Despite the production dip, the company reported an average gold sale price of US$3,437 per ounce, up US$362 from the prior quarter, which helped maintain a positive cash margin of US$1,637 per ounce. However, all-in site costs (AISC) rose to US$1,800 per ounce, reflecting the impact of lower output and a 2% royalty increase currently under negotiation in Côte d’Ivoire.
Financial Strength and Hedge Strategy
Perseus remains in a robust financial position with US$755 million in combined cash and bullion, zero debt, and an undrawn US$400 million credit facility. The company’s hedge portfolio was adjusted to reduce committed hedges to 11% of forecast production over three years, balancing downside protection with upside potential amid volatile gold prices.
Notably, the weighted average strike prices on call options range between US$3,110 and US$4,659 per ounce, while put options provide a floor around US$2,619 per ounce. This strategic hedging approach underscores Perseus’s cautious optimism in navigating market uncertainties.
Project Development and Growth Outlook
Operationally, Perseus is advancing several key projects. The Nyanzaga Gold Project in Tanzania is on track for its first gold pour by late January 2026, with process plant construction and tailings storage facility development ahead of schedule. Similarly, the CMA underground project at the Yaouré Gold Mine has achieved significant milestones, including the first ore mined from the Blika portal and completion of critical surface infrastructure.
Meanwhile, the company is progressing its resettlement action plan and infrastructure upgrades, reflecting a commitment to sustainable development and community engagement. These initiatives are complemented by ongoing drilling programs aimed at resource definition and feasibility studies.
Guidance and Market Context
Perseus has maintained its FY2026 group production guidance between 400,000 and 440,000 ounces, with all-in site costs forecast between US$1,600 and US$1,760 per ounce. The company anticipates production to be weighted towards the second half of the financial year, supported by higher-grade ore from Edikan and Sissingué mines.

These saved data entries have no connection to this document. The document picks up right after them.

PR #3751, opened 2019-01-25
Add CLI options to disable loading plugins

clintoncwolfe:
From time to time, it is useful to disable loading user or core plugins, especially during testing. This PR does that by adding two new options, `--disable-user-plugins` and `--disable-core-plugins`.  

Disabling user plugins is useful when your plugin setup is corrupted. This would allow (for example) `inspec plugin uninstall inspec-bad-plugin --disable-user-plugins`, without resorting to locating and removing the user plugin directory.

Disabling core plugins is needed when testing plugins that may talk to each other - in this case, to isolate user attribute provider plugins during testing.

Simple tests are provided to ensure the two options work, and that they are included in usage help.

### DIFF
--- a/lib/inspec/cli.rb
+++ b/lib/inspec/cli.rb
@@ -32,6 +32,12 @@ class Inspec::InspecCLI < Inspec::BaseCLI
   class_option :interactive, type: :boolean,
     desc: 'Allow or disable user interaction'
 
+  class_option :disable_core_plugins, type: :string, banner: '', # Actually a boolean, but this suppresses the creation of a --no-disable...
+    desc: 'Disable loading all plugins that are shipped in the lib/plugins directory of InSpec. Useful in development.'
+
+  class_option :disable_user_plugins, type: :string, banner: '',
+    desc: 'Disable loading all plugins that the user installed.'
+
   desc 'json PATH', 'read all tests in PATH and generate a JSON summary'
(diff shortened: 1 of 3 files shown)


lib/inspec/plugin/v2/plugin_types/cli.rb
```diff
@@ -1,5 +1,13 @@
 require 'inspec/base_cli'
 
+# Under some conditions (unit testing in particular) we may end
```
jerryaldrichiii: I think we may have a merge conflict with: https://github.com/inspec/inspec/pull/3758/files#diff-0fdac3e925822c85c27f47879d14c973R3

I'm fine with either message but I prefer the one line approach over there. Up to you though. I have no strong opinion.

jerryaldrichiii (approved):
Looks good to me. Usually I'm against more CLI arguments, but I see these being useful.

lib/inspec/plugin/v2/plugin_types/cli.rb
clintoncwolfe: AHA! Well, we found the PR in which I hit that issue, at least. We'll work out any conflict.

miah (approved):

clintoncwolfe:
Bumping minor for new CLI features

PR #3757, opened 2019-01-26
Add `--help` to CLI plugin activation criteria

### LINKED ISSUE #3753: 'inspec --help' does not load plugins, so no usage message
### 🎛 Description

🐛 bug report

When I run ```inspec --help``` the existence of init command is not even mentioned

If I run ```inspec help```, then it is visible.

3.2.6

jerryaldrichiii:
This ensures that all the following result in the same CLI output:
  - `inspec`
  - `inspec help`
  - `inspec --help`

This closes #3753.

### DIFF
--- a/lib/inspec/plugin/v2/loader.rb
+++ b/lib/inspec/plugin/v2/loader.rb
@@ -89,13 +89,9 @@ module Inspec::Plugin::V2
         # all following ||= ops.
         activate_me = false
 
-        # If the user invoked `inspec help`, activate all CLI plugins, so they can
-        # display their usage message.
-        activate_me ||= cli_args.first == 'help'
-
-        # Likewise, if they invoked simply `inspec`, they are confused, and need
-        # usage info.
-        activate_me ||= cli_args.empty?
+        # If the user invoked `inspec help`, `inspec --help`, or only `inspec`
+        # then activate all CLI plugins so they can display their usage message.
+        activate_me ||= ['help', '--help', nil].include?(cli_args.first)
 
         # If there is anything in the CLI args with the same name, activate it.
         # This is the expected usual activation for individual plugins.
--- a/test/functional/inspec_test.rb
+++ b/test/functional/inspec_test.rb
@@ -28,4 +28,16 @@ describe 'command tests' do
       out.exit_status.must_equal 0
     end
   end
+
+  describe 'help' do
+    it 'outputs the same message when using `help`, `--help`, or no args' do
+      outputs = [
+        inspec('help').stdout,
+        inspec('--help').stdout,
+        inspec('').stdout,
+      ]
+
+      outputs.uniq.length.must_equal 1
+    end
+  end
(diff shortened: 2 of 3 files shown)


lib/inspec/plugin/v2/loader.rb
```diff
@@ -89,13 +89,9 @@ def activate_mentioned_cli_plugins(cli_args = ARGV)
...
-        # If the user invoked `inspec help`, activate all CLI plugins, so they can
-        # display their usage message.
-        activate_me ||= cli_args.first == 'help'
-
-        # Likewise, if they invoked simply `inspec`, they are confused, and need
-        # usage info.
-        activate_me ||= cli_args.empty?
+        # If the user invoked `inspec help`, `inspec --help`, or only `inspec`
+        # then activate all CLI plugins so they can display their usage message.
+        activate_me ||= ['help', '--help', nil].include?(cli_args.first)
```
clintoncwolfe, line 94: This seems a bit less clear, but I think we can live with it.

test/functional/inspec_test.rb
```diff
@@ -28,4 +28,16 @@
       out.exit_status.must_equal 0
     end
   end
+
+  describe 'help' do
+    it 'outputs the same message when using `help`, `--help`, or no args' do
```
clintoncwolfe: This test (though missing --help) already exists at https://github.com/inspec/inspec/blob/fd0ef925c4e32c68e42cbaf449f49b09b198a2f9/test/functional/plugins_test.rb#L71

Arguably it should be in `inspec_test.rb`, as you have it , but it shouldn't be in both places.  Could you consolidate them?

test/functional/inspec_test.rb
```diff
@@ -28,4 +28,16 @@
...
+      outputs = [
+        inspec('help').stdout,
+        inspec('--help').stdout,
+        inspec('').stdout,
+      ]
+
+      outputs.uniq.length.must_equal 1
```
clintoncwolfe, line 42: Ahh, this test says "all three of these should say the same message, but we don't care what the contents of the message are".  

In fact, we very much do care - the OP on #3753 reported that `init` was missing from the output.  You can do something like https://github.com/inspec/inspec/blob/fd0ef925c4e32c68e42cbaf449f49b09b198a2f9/test/functional/plugins_test.rb#L76 to verify that plugins are indeed being loaded.

clintoncwolfe (changes requested):
Thanks for the quick response on this, @jerryaldrichiii ; just need to consolidate a duplicated test, and make sure we are testing the right thing.  Thanks!

test/functional/inspec_test.rb
jerryaldrichiii: Sure can! Great catch.

clintoncwolfe (approved):
Thanks!

miah (approved):

PR #6661, opened 2023-09-20
Add --legacy-export option to inspec export

sathish-progress:
Ability to run export in the legacy way.

## Description

This PR allows a new option `--legacy-export` to allow users to choose between the new export and old export options. Default is the new export.

## Types of changes

- [X] Breaking change (a content change which would break existing functionality or processes)

## Checklist:

### DIFF
--- a/lib/inspec/cli.rb
+++ b/lib/inspec/cli.rb
@@ -94,6 +94,8 @@ class Inspec::InspecCLI < Inspec::BaseCLI
     desc: "For --what=profile, a list of controls to include. Ignore all other tests."
   option :tags, type: :array,
     desc: "For --what=profile, a list of tags to filter controls and include only those. Ignore all other tests."
+  option :"legacy-export", type: :boolean, default: false,
+         desc: "Run with legacy export."
   profile_options
   def export(target, as_json = false)
     Inspec.with_feature("inspec-cli-export") {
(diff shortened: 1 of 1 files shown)


lib/inspec/cli.rb
```diff
@@ -94,6 +94,8 @@ def json(target)
     desc: "For --what=profile, a list of controls to include. Ignore all other tests."
   option :tags, type: :array,
     desc: "For --what=profile, a list of tags to filter controls and include only those. Ignore all other tests."
+  option :"legacy-export", type: :boolean, default: false,
+         desc: "Run with legacy export."
```
clintoncwolfe, line 98: You'll also need a conditional to choose between calling info() and info_from_parse() around line 140 (or you can refoctor that more sensbly)

aaronlippold: Good call. Can we add this to the json function as well.

clintoncwolfe: json is actually just an alias to export, since InSpec 5. https://github.com/inspec/inspec/blob/7c46d14f3b47dd74aea3a0da32c49facb1dbb06f/lib/inspec/cli.rb#L82

aaronlippold:
Roger that.

lib/inspec/cli.rb
sathish-progress: this is done

PR #6673, opened 2023-09-25
Run inspec check using output info_from_parse

sathish-progress:
Running validity checks using the data obtained from `info_from_parse`

## Description

`metadata.params` evaluates profiles and we don't want to evaluate profiles while doing `inspec check`. Hence this change runs the validity checks on the data obtained from `info_from_parse`. This info data is obtained without evaluating the profiles. 
- This change also build checks params 

## Types of changes

## Checklist:


lib/inspec/profile.rb
```diff
@@ -709,7 +709,8 @@ def check # rubocop:disable Metrics/AbcSize, Metrics/CyclomaticComplexity, Metri
     def validity_check # rubocop:disable Metrics/AbcSize
       errors = []
       warnings = []
-      info = info_from_parse
+      yml_metadata = Metadata.from_file(@source_reader.target.abs_path(@source_reader.metadata.ref), nil) || {}
```
clintoncwolfe: Is this really needed? Can't you just call self.metadata.params here? Why are we duplicating the logic about how to locate and load a metadata file in the middle of the check logic?

lib/inspec/utils/profile_ast_helpers.rb
```diff
@@ -251,6 +251,7 @@ def on_block(block_node)
               impact: 0.5,
               refs: [],
               tags: {},
+              checks: Set.new
```
clintoncwolfe: This (eventually) gets turned into JSON, so introducing more complex objects than hashes and arrays and simple scalars is problematic. Is this absolutely needed?

sathish-progress: this was done to avoid duplicates .. let me check with array

docs-chef-io/content/inspec/cli.md
```diff
@@ -116,6 +116,10 @@ This subcommand has the following additional options:
 `--no-with-cookstyle`
 : Enable or disable cookstyle checks.
 
+`--legacy-check`
+`--no-legacy-check`
+: For running checks on profiles that needs train connections, run `inspec check --legacy-check`. Default: do not check.
```
clintoncwolfe: "Run check in legacy mode, which examines the profile in a different way. Default: use current parser-based method."

clintoncwolfe (approved):
LGTM - thanks!

PR #6772, opened 2023-10-09
Updated Git actions workflow to label PR with InSpec major versions

Nik08:
## Description

Updated Git actions workflow to label PR based on the base branch. 
The only base branches that are allowed are: `main`, `inspec-4` and `inspec-5`
## Types of changes

## Checklist:

### DIFF
--- a/.github/workflows/labeler.yml
+++ b/.github/workflows/labeler.yml
@@ -24,13 +24,16 @@ jobs:
           BASE_BRANCH="${{ github.event.pull_request.base.ref }}"
           if [ "$BASE_BRANCH" == "main" ]; then
             echo "::set-output name=base_branch_name::inspec-6"
-          else
+          elif [ "$BASE_BRANCH" == "inspec-4" ] || [ "$BASE_BRANCH" == "inspec-5" ]; then
             echo "::set-output name=base_branch_name::${BASE_BRANCH}"
+          else
+            echo "Unknown base branch for labelling : ${BASE_BRANCH}"
           fi
         env:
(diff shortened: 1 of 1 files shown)


.github/workflows/labeler.yml
```diff
@@ -12,6 +13,28 @@ jobs:
...
+        uses: actions/labeler@main
         with:
           repo-token: "${{ secrets.GITHUB_TOKEN }}"
+
+      - name: Fetch pull request base branch
+        id: pr_info
+        run: |
+          BASE_BRANCH="${{ github.event.pull_request.base.ref }}"
+          if [ "$BASE_BRANCH" == "main" ]; then
+            echo "::set-output name=base_branch_name::inspec-6"
```
clintoncwolfe, line 30: This will not age well - we'll have to update this every time we have a new major version. I'm not sure how to get out of that, though. At least adding a comment would be good.

Nik08: Maybe I can read the VERSION file content, and fetch the major version from it and append "inspec-#{MAJOR VERSION}", when the base branch is main.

However, the updated AISC guidance reflects the impact of increased royalties and evolving gold price assumptions, factors that investors will watch closely. Perseus’s ability to manage these cost pressures while delivering on project milestones will be critical to sustaining its growth trajectory.
Bottom Line?
Perseus’s solid cash position and project momentum provide a buffer against rising costs, but upcoming royalty negotiations and production mix shifts warrant close investor attention.
Questions in the middle?
- How will the 2% royalty increase in Côte d’Ivoire ultimately affect Perseus’s margins and project economics?
- Can Perseus sustain production growth at Nyanzaga and CMA underground to offset lower grades elsewhere?
- What impact might fluctuating gold prices and hedge positions have on Perseus’s cash flow stability in FY2026?